(Exercise data Opens)

Issue #1734, opened 2024-04-10
LaTeX labels not centered


capmlbpkel:
**Describe the bug**
When using output format .tex instead of .png, labels which used to be centered, are not centered anymore.

**To Reproduce**

PNG
1. Create png output file via command line

LaTeX
1. Create tex output file via command line
2. Run pdflatex on tex file to obtain a pdf file

**Expected behavior**
Labes in the pdf file have the same alignment as in the png file.

**Screenshots**

PNG
![image](https://github.com/plantuml/plantuml/assets/162835982/56701448-0e4d-46b5-ad6a-39bd45a978e7)

PDF (look at the actor label)
![image](https://github.com/plantuml/plantuml/assets/162835982/72cd9943-38a2-4392-8ed1-9d4845ced82b)

**Source**
```
@startuml
actor Actor
component Component
Actor -- Component
@enduml
```

**Version**
1.2024.4

**Additional context**
Maybe a combination of left anchored nodes in tikz together with a deviating font / font size is the cause.

liudongmiao:
<img width="200" alt="dark" src="https://github.com/user-attachments/assets/3c44897d-e324-4186-bdd2-e378850d8c85">

capmlbpkel:
I can confirm that #1914 solves the issue, thank you very much!

PR #1913, opened 2024-09-21
tikz: make node size to parent, then center it

liudongmiao:
is there any better way to get size of text block and parent?

should resolve https://github.com/plantuml/plantuml/issues/1734


liudongmiao:
#1914 should be a better solution

Issue #1606, opened 2023-11-16
mindmap: node MaximumWidth: weird latex result


fcorneli:
Consider the following `example.puml`:
```plantuml
@startmindmap

<style>
node {
    MaximumWidth 250
}
</style>

* This is a test
** Text is looking weird in Latex
** Second Item here
*** The problem seems to be due to the MaximumWidth setting I guess.

@endmindmap
```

(Exercise data Closes)

• Requirement: Write out only those lines that fall between the one containing "PR #1913, opened 2024-09-21" and the end of the entries, the first and last included, exactly as they read.

• Answer section:
PR #1913, opened 2024-09-21
tikz: make node size to parent, then center it

liudongmiao:
is there any better way to get size of text block and parent?

should resolve https://github.com/plantuml/plantuml/issues/1734


liudongmiao:
#1914 should be a better solution

Issue #1606, opened 2023-11-16
mindmap: node MaximumWidth: weird latex result


fcorneli:
Consider the following `example.puml`:
```plantuml
@startmindmap

<style>
node {
    MaximumWidth 250
}
</style>

* This is a test
** Text is looking weird in Latex
** Second Item here
*** The problem seems to be due to the MaximumWidth setting I guess.

@endmindmap
```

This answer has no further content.